The Catalogue is attracting a range of visitors. Substantial numbers of researchers, health professionals, students, and members of the public are using the site to find out about biases [1]. This has led us to consider how and why users consult the Catalogue.

Researchers and health professionals may like to see a classification of biases by study type, so that they know which biases are likely to affect their research or clinical question. Other users might want to interpret published results by detecting possible biases or to understand how some of the technical definitions of biases relate to broader concepts, such as “reporting bias” and “selection bias”. And those of us tasked with managing the Catalogue would use a taxonomy to integrate related learning resources.

Biases are typically grouped into two top-level biases: Selection biases and Information biases. We used these classes as a starting point for discussion, but it soon became clear that a simple hierarchical approach has limitations. For instance, observer bias and reporting bias can both be considered types of information bias, under which other biases fall, adding complexity to a simple hierarchy.

We decided that we could gain further insights if we classified biases using the research study timeline. We looked at what could be learned from the organisation of biases in both the James Lind Library and the Health Knowledge website, and we categorized biases according to how they affect the various stages of a study, such as Design, Setup, Conduct, and Reporting.
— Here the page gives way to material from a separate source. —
PR #681, opened 2025-10-14
Fix condition for ISO-8859-1 encoding selection in GetTargetEncoding method

### LINKED ISSUE #679: Fix text text encoding selection algorithm
When supplying ISO 8859-1 text to a QR code that has UTF-8 specified, the text will be encoded as ISO 8859-1 and still contain the UTF-8 marker.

This approach is similar to the classification that David Sackett introduced in his 1979 paper in the Journal of Chronic Diseases, using the following headings:

biases in reading up on the field;
biases in specifying and selecting the study sample;
biases in executing the experimental manoeuvre or exposure;
biases in measuring exposures and outcomes;
biases in analysing the data;
biases in interpreting the analysis.

Fuzzy bias

It is clear that any means of categorising biases should accommodate the complex and fuzzy relationships between them. For example, we discussed two terms – ‘confounding’ and ‘spin’ – which have sometimes been conceptualised as biases. We decided that ‘confounding’ can result from one or more biases (such as selection bias), and that ‘spin’ is a type of reporting bias.

We tried to work out the relationships between biases – and how to display them in a way that is helpful. This is complicated by the fact that the definitions of some biases overlap substantially with those of other biases, with only subtle differences between them. Similarly, the same bias might have different effects, or different countermeasures, in a different type or stage of a study. In essence, it’s going to be messy, as you can see from our rough draft of a timeline of biases.

We are in the process of deciding how best to display this to users and incorporate it into our content management system. With this in mind, if you can point to other attempts to classify biases, particularly any that have tested the usefulness of the classification in practice, or if you have any other comments to help us meet the needs of CoB users, please let us know. You can get involved in the discussion below or on Twitter via @Catalogofbias and #taxonomyofbias.

We shall meet again soon to develop our ideas and we look forward to sharing our progress with you.